Secondary outcomes focused on safety, including hypertension (blood pressure >180/110 mm Hg within 60 minutes after receiving PDP), bradycardia (heart rate < 60 beats/min within 60 minutes after receiving phenylephrine), and tachycardia (heart rate increase by at least 30% from baseline within 60 minutes after receiving epinephrine).
The authors also looked at cardiac arrest within six hours after PDP administration, ICU and hospital length of stay (LOS), in-hospital mortality, extravasation, and severe adverse events (defined as severe bradycardia or hypertension requiring treatment). Notably, the study center PDP protocol included using epinephrine for patients with known cardiac dysfunction (ejection fraction < 40%) and phenylephrine for all other patients.
A total of 1727 patients were included in the study. The epinephrine group comprised 123 patients and the phenylephrine group comprised 1604 patients. Patient characteristics and efficacy outcomes were compared between responders and nonresponders within each group based on which PDP was administered. In the phenylephrine group, responders were older, had higher Acute Physiology and Chronic Health Evaluation (APACHE) II scores, and received less inotropes than nonresponders. Interestingly, more phenylephrine nonresponders had hypertension requiring IV treatment than did responders, indicating that PDP was unlikely responsible for the hypertension.

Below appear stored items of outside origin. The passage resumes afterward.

PR #2908, opened 2023-06-28
Support specify retry times in download-model.py

aisk:
Adding retry mechanism via requests' adaptor, this will help download success rate when downloading model with `download-model.py` in a unstable network environment.


oobabooga:
This is a very useful change. I think that it's fair to make the default 5 instead of 0

download-model.py
```diff
@@ -18,12 +18,16 @@
 
 import requests
 import tqdm
+from requests.adapters import HTTPAdapter
 from tqdm.contrib.concurrent import thread_map
 
 
 class ModelDownloader:
-    def __init__(self):
+    def __init__(self, max_retries):
```
talvasconcelos, line 26: why doesn't it have a default value?! `def __init__(self, max_retries = 5):`

aisk: I think this is not a library, but just a script, so I think there is no compatibility issue. Is this broke some old codes?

There was no difference in hospital mortality between responders and nonresponders. ICU and hospital LOS were longer in responders (8 and 14.5 days, respectively, P = 0.007) than in nonresponders (9 and 17 days, respectively, P = 0.001). In the epinephrine group, responders were more commonly White than other ethnicities and had higher APACHE II scores. There were no severe adverse events and no differences in cardiac arrest and ICU and hospital LOS.
This study had many limitations inherent in its retrospective design, such as a lack of specific documentation of the potential causes of hypotension, which could have bearing on PDP responsiveness. Of the 3175 patients who were screened, a surprising 1348 were excluded because they had received PDP in the operating room. The epinephrine group was smaller than the phenylephrine group despite epinephrine being used equally to, if not more than, other institutions as a PDP.

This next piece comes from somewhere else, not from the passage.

PR #553, opened 2019-01-29
SOLR-9515: Update to Hadoop 3

risdenk:
Builds on existing branch from @markrmiller. Updated to master branch and made sure that HDFS tests are passing. Added comments to a few files on the PR as to why it was changed.


solr/core/src/test/org/apache/hadoop/http/HttpServer2.java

Baseline heart rates were not recorded in the study, and hypotensive patients without tachycardia could receive a dual benefit from the chronotropic and vasoconstrictor effect of epinephrine. Data regarding ventricular dysrhythmia linked to PDP use were omitted because these data were not available in the electronic medical record. This omittance was problematic because it is one of the biggest concerns in the ICU population.
The biggest limitation was the link between crystalloid bolus responsiveness and lack of phenylephrine response, but the authors were unable to capture the patients’ volume status, which would be one of the first things assessed in a hypotensive ED patient.

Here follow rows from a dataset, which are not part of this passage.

PR #556, opened 2019-01-31
LUCENE-8673: Use radix partitioning when merging dimensional points

iverase:
Radix selection implementation when merging BKD segments


lucene/core/src/java/org/apache/lucene/util/bkd/BKDRadixSelector.java
```diff
@@ -0,0 +1,350 @@
...
+    // We did not have any points to sort on memory,
+    // compute the partition point from the common prefix
+    byte[] partition = new byte[bytesPerDim];
+    for (int i = 0; i < bytesPerDim; i++) {
+      partition[i] = (byte)partitionBucket[i];
+    }
+    return partition;
+  }
+
+  private byte[] heapSort(HeapPointWriter writer, PointWriter left, PointWriter right, int dim, int k, int leftCounter, int commonPrefix) throws IOException {
```
jpountz: s/Sort/Select/?

lucene/core/src/java/org/apache/lucene/util/bkd/BKDRadixSelector.java
```diff
@@ -0,0 +1,350 @@
...
+  }
+
+  private int getBucket(byte[] value, int dim, int commonPrefix) {
+    return value[dim * bytesPerDim + commonPrefix] & 0xff;
+  }
+
+  /**
+   * Reusable on-heap intro  selector.
+   */
+  private static class HeapRadixSelector extends IntroSelector {
```
jpountz: This isn't using a radix approach, maybe just call it "HeapSelector"?

lucene/core/src/java/org/apache/lucene/util/bkd/BKDRadixSelector.java
```diff
@@ -0,0 +1,350 @@
...
+    @Override
+    protected void setPivot(int i) {
+      writer.getPackedValueSlice(i, pivot);
+      pivotDoc = writer.docIDs[i];
+    }
+
+    @Override
+    protected int compare(int i, int j) {
+      writer.getPackedValueSlice(i, bytesRef1);
+      writer.getPackedValueSlice(j, bytesRef2);
```
jpountz: we can nest these two calls within the following if statement?

lucene/core/src/java/org/apache/lucene/util/bkd/BKDRadixSelector.java
jpountz: and rename the member too

lucene/core/src/java/org/apache/lucene/util/bkd/BKDRadixSelector.java
```diff
@@ -0,0 +1,350 @@
...
+    try (PointReader reader = data.getReader(from, to)) {
+      if (iteration == 0) {
+        // we specialise this case
+        reader.buildHistogram(dim * bytesPerDim + commonPrefix, histogram[commonPrefix]);
+      } else {
+        while (reader.next()) {
+          byte[] packedValue = reader.packedValue();
+          if (hasCommonPrefix(packedValue, dim, commonPrefix)) {
+            int bucket = packedValue[dim * bytesPerDim + commonPrefix] & 0xff;
+            histogram[commonPrefix][bucket]++;
```
jpountz: maybe we should also write these values that have the right prefix to a temporary OfflinePointWriter so that the next iteration has less data to look at?

lucene/core/src/java/org/apache/lucene/util/bkd/PointReader.java
```diff
@@ -35,47 +33,11 @@
...
-        rightCount++;
-        if (doClearBits) {
-          rightTree.clear(ord);
-        }
-      } else {
-        left.append(packedValue, ord, docID);
-      }
-    }
+  /** Build histogram of the document at the provided byte position */
+  public abstract void buildHistogram(int bytePosition, int[] histogram) throws IOException;
```
jpountz: does this optimization really help compared to computing the histogram on top of the point reader?

iverase: It actually does quite a bit (you don't need to copy every packedValue to a byte array). Note that I am using the same strategy that the method `markOrds` is using in the current strategy.

jpountz: Agreed, but I was hoping that we could further simplify. :)

Maybe another way to make it work would be to have something like `byte byteAt(index index)` instead of `buildHistogram`, which has the benefit that it would not only be useful for the first recursion?

iverase: This method has been removed in the latest version. Since we are buffering the Offline data, it is actually faster to compute it from the point reader.

lucene/core/src/java/org/apache/lucene/util/bkd/PointWriter.java
```diff
@@ -19,24 +19,30 @@
...
  *
- *  @lucene.internal */
-public interface PointWriter extends Closeable {
-  /** Add a new point */
-  void append(byte[] packedValue, long ord, int docID) throws IOException;
+ *  @lucene.internal
+ *  */
+public interface PointWriter<T extends PointReader> extends Closeable {
+  /** Add a new point from byte array*/
+  void append(byte[] packedValue, int docID) throws IOException;
```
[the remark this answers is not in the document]
iverase: This method is used when we spill offline the incoming points on the BKD writer. We can wrap there the incoming byte[] into a BytesRef

lucene/core/src/java/org/apache/lucene/util/bkd/OfflinePointReader.java
```diff
@@ -74,55 +69,68 @@ public OfflinePointReader(Directory tempDir, String tempFileName, int packedByte
...
     }
+
     name = tempFileName;
 
     long seekFP = start * bytesPerDoc;
     in.seek(seekFP);
     countLeft = length;
-    packedValue = new byte[packedBytesLength];
-    this.longOrds = longOrds;
+    if (reusableBuffer != null) {
```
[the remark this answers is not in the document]
iverase: I am actually thinking if we should make those constructors from the readers protected. They should be always be constructed from the writers.

lucene/core/src/java/org/apache/lucene/util/bkd/BKDRadixSelector.java
```diff
@@ -0,0 +1,433 @@
...
+    }
+
+    assert leftCount + rightCount + histogram[commonPrefix][partitionBucket[commonPrefix]] == to - from;
+
+    if (commonPrefix == bytesSorted - 1) {
+      if (deltaPoints != null) {
+        deltaPoints.destroy();
+      }
+      // we are done, lets break data around. No need to sort on heap
+      return partition(points, left, right, from, to, partitionPoint, dim, null, commonPrefix, partitionPoint - from - leftCount);
```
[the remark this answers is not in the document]
iverase: This method populates the provided left and right PointWriters and it needs all the points.

lucene/core/src/java/org/apache/lucene/util/bkd/BKDRadixSelector.java
```diff
@@ -0,0 +1,433 @@
...
+    long length;
+    if (deltaPoints == null) {
+      currentPoints =  points;
+      start = from;
+      length = to - from;
+    } else {
+      currentPoints =  deltaPoints;
+      start = 0;
+      length = deltaPoints.count;
+    }
```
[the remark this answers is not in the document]
iverase: Because at the end of the recursion we need all points so we need both. Maybe we can find a more elegant way to handle this situation.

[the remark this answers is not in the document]
iverase: I have changed the algorithm so we partition data as we recurse. It does simplify the code.

lucene/core/src/java/org/apache/lucene/util/bkd/BKDWriter.java
```diff
@@ -194,40 +169,28 @@ protected BKDWriter(int maxDoc, Directory tempDir, String tempFileNamePrefix, in
...
     // time in the recursion, we hold the number of points at that level, plus
     // all recursive halves (i.e. 16 + 8 + 4 + 2) so the memory usage is 2X
     // what that level would consume, so we multiply by 0.5 to convert from
-    // bytes to points here.  Each dimension has its own sorted partition, so
-    // we must divide by numDims as wel.
+    // bytes to points here.  In addition the radix partitioning may sort on memory
+    // double of this size so we multiply by another 0.5.
 
-    maxPointsSortInHeap = (int) (0.5 * (maxMBSortInHeap * 1024 * 1024) / (bytesPerDoc * numDataDims));
+    maxPointsSortInHeap = (int) (0.25 * (maxMBSortInHeap * 1024 * 1024) / (bytesPerDoc));
```
jpountz: I understand the first 0.5 factor due to how recursion levels add up, but not the second one.

lucene/core/src/java/org/apache/lucene/util/bkd/BKDRadixSelector.java
```diff
@@ -0,0 +1,311 @@
...
+    this.tempFileNamePrefix = tempFileNamePrefix;
+  }
+
+  /**
+   *
+   * Method to partition the input data. It returns the value of the dimension where
+   * the split happens. The method destroys the original writer.
+   *
+   */
+  public byte[] select(PointWriter points, PointWriter left, PointWriter right, long from, long to, long partitionPoint, int dim) throws IOException {
```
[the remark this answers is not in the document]
iverase: At the moment no, but one of the improvements it can be done is to re-use the idea of path slices on the previous versions and keep just the first `HeapPointWriter`. Then you do not need to copy bytes between heap objects and just adjust the start end end points for the different levels.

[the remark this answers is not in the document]
iverase: Of course this needs a bit of work because left and right `PointWriters` should then be created inside this object.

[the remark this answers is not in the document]
jpountz: Right, let's play with this idea on a follow-up PR. +1 to keep from and to for now then.

lucene/core/src/java/org/apache/lucene/util/bkd/BKDWriter.java
iverase: This is due to the fact that BKDRadixSelector can build a buffer up to `2 * maxPointsSortInHeap`. Thinking about it, it might not be ideal(we are not using all available heap) but I have in mind a follow up issue where this will be handled better so I will keep it like that.

iverase:
Change has been pushed to master in commit 5d1d6448b91abdebbc68b54b062340c5baa88f4c

Change has been pushed to 8.x in commit a843b3aa35fba2bab82caa2fbdcbcefa61fd40cd

PR #560, opened 2019-02-03
SOLR-13213: Search Components cannot modify "shards" parameter

janhoy:


janhoy:
Marked as "not a bug" in JIRA

PR #562, opened 2019-02-04
Don't create a LeafCollector when the Scorer for the leaf is null

msokolov:


lucene/core/src/java/org/apache/lucene/search/IndexSearcher.java
```diff
@@ -638,21 +638,16 @@ protected void search(List<LeafReaderContext> leaves, Weight weight, Collector c
...
     for (LeafReaderContext ctx : leaves) { // search each subreader
-      final LeafCollector leafCollector;
-      try {
-        leafCollector = collector.getLeafCollector(ctx);
-      } catch (CollectionTerminatedException e) {
-        // there is no doc of interest in this reader context
-        // continue with the following leaf
-        continue;
-      }
       BulkScorer scorer = weight.bulkScorer(ctx);
```
mikemccand: Should we also update javadocs for `Collector.getLeafCollector` that it will (may?) not be called when query can determine there will be no hits in this segment?

jpountz:
I had considered something like that in the past but didn't like the fact that it made things slower with queries whose bulk scorer is costly to create (eg. range or multi-term) and collectors that can skip entire segments by raising a `CollectionTerminatedException` in `getLeafCollector`. Maybe we could have a way to construct bulk scorers in two steps similarly to `Weight#scorerSupplier` for regular scorers so that we could check whether a bulk scorer might have any hits without paying the full construction price. I expect this would only help if a leaf collector is expensive to construct, with which collector are you seeing slowdowns because Lucene is constructing leaf collectors on segments that don't have matches?

msokolov:
Oh good point! I hadn't realized that creating a scorer could be the more
expensive path. Actually I mostly just saw this as a cleanup with only
slighlt positive or negligble speed gain. Our Collectors are not that
expensive to create, so I think this is not really needed and we should not
do it

lucene/test-framework/src/java/org/apache/lucene/search/QueryUtils.java
```diff
@@ -40,9 +39,9 @@
 import org.apache.lucene.util.LuceneTestCase;
 import org.apache.lucene.util.Version;
 
-import static junit.framework.Assert.assertEquals;
-import static junit.framework.Assert.assertFalse;
-import static junit.framework.Assert.assertTrue;
+import static org.junit.Assert.assertEquals;
+import static org.junit.Assert.assertFalse;
+import static org.junit.Assert.assertTrue;
```
atris: Does this change need to be part of this CR?

msokolov: It's not required. I did it because junit.framework.Assert is deprecated.

PR #564, opened 2019-02-05
prorated early termination

msokolov:


msokolov:
Abandoning as I plan to post a better alternative that achieves the same result without the random behavior.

This study highlights the safety of using PDPs outside an operating room setting when there is a protocol in place with readily available, labeled, prefilled syringes. Future studies should be conducted in a prospective manner to identify any clinically significant outcomes when using different PDP medications and perhaps targeting etiologies of hypotension.
References
- Panchal AR, Satyanarayan A, Bahadir JD, Hays D, Mosier J. Efficacy of bolus-dose phenylephrine for peri-intubation hypotension. J Emerg Med. 2015 Oct;49(4):488-494.
- Singer S, Pope H, Fuller BM, Gibson G. The safety and efficacy of push dose vasopressors in critically ill adults. Am J Emerg Med. 2022 Nov;61:137-142.